2. Film-Less Autoradiography

Modern trends in autoradiography involve replacing high speed X-ray film with radiation detector systems, laser scanners, and computer-based imaging systems. A variety of radiation-detecting crystals and phosphors have been developed for this purpose. Storage phosphor screens are more sensitive, by a factor of about 20-100 for beta-emitting radionuclides (2), and they are reusable. The exposure time is also much less, by a factor of about 10, over conventional X-ray film, and samples may be processed at room temperature and without a darkroom or chemicals for film developing. Applications of filmless autoradiography include two-dimensional gels, Southern blots, Northern blots, immunoblots, and quantitative polymerase chain reaction (PCR) (2).

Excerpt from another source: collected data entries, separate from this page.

PR #372, opened 2022-05-06
Wait for init

aleasto:
In the interest of simplifying the installation of waydroid, make it possible to start the container manager before running init.
The intended usecase is to have waydroid-container automatically enabled and started on install. This was previously impossible because the service would immediatly stop because waydroid was not initialized.

### DIFF
--- a/debian/waydroid-container.service
+++ b/debian/waydroid-container.service
@@ -2,7 +2,7 @@
 Description=Waydroid Container
 
 [Service]
-ExecStart=/usr/bin/waydroid container start
+ExecStart=/usr/bin/waydroid -w container start
 ExecStop=/usr/bin/waydroid container stop
 ExecStopPost=/usr/bin/waydroid session stop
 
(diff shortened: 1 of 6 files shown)


Fuseteam:
if we can make waydroid initialize itself it wasn't initialized before starting the container, i see no reason to hide it behind a flag. why not make that the default behavior?

aleasto:
It's not initializing itself. Initialization requires user intervention to choose the system and vendor channels, as well as the system type (gapps etc...)

It's just sleeping until initialization.

Fuseteam:
oh cool but that could still be the default behavior rather than a simple error message xd

Fuseteam:
not sure what changed but lemme re-iterate:
i don't think we need a flag to wait for init, i think it should wait for init by default instead of giving an error message xd

aleasto:
@erfanoabdi what do you think?
Can you make the deb installer start and enable the service cause i don't know how to do that

aleasto:
Originally I implemented this through fifo pipes to avoid polling the disk, but i realize everything else in waydroid comunicates by polling the disk.

Do you want to introduce this `ipc.py` to maybe later use it elsewhere and save some disk access and power, or it's overkill and i should just `while not actions.initializer.is_initialized(args):` ?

Microchannel array detectors have been introduced to replace both X-ray films and phosphor screens (8). The new instruments are faster (by a factor of ~10) and have greater image resolution than do phosphor screens for detecting latent images from hybridization studies using macromolecules labeled with carbon-14, sulfur-35, phosphorus-32, and iodine-125 from flat gels, blots, membranes, tissue slices, and other flat specimens.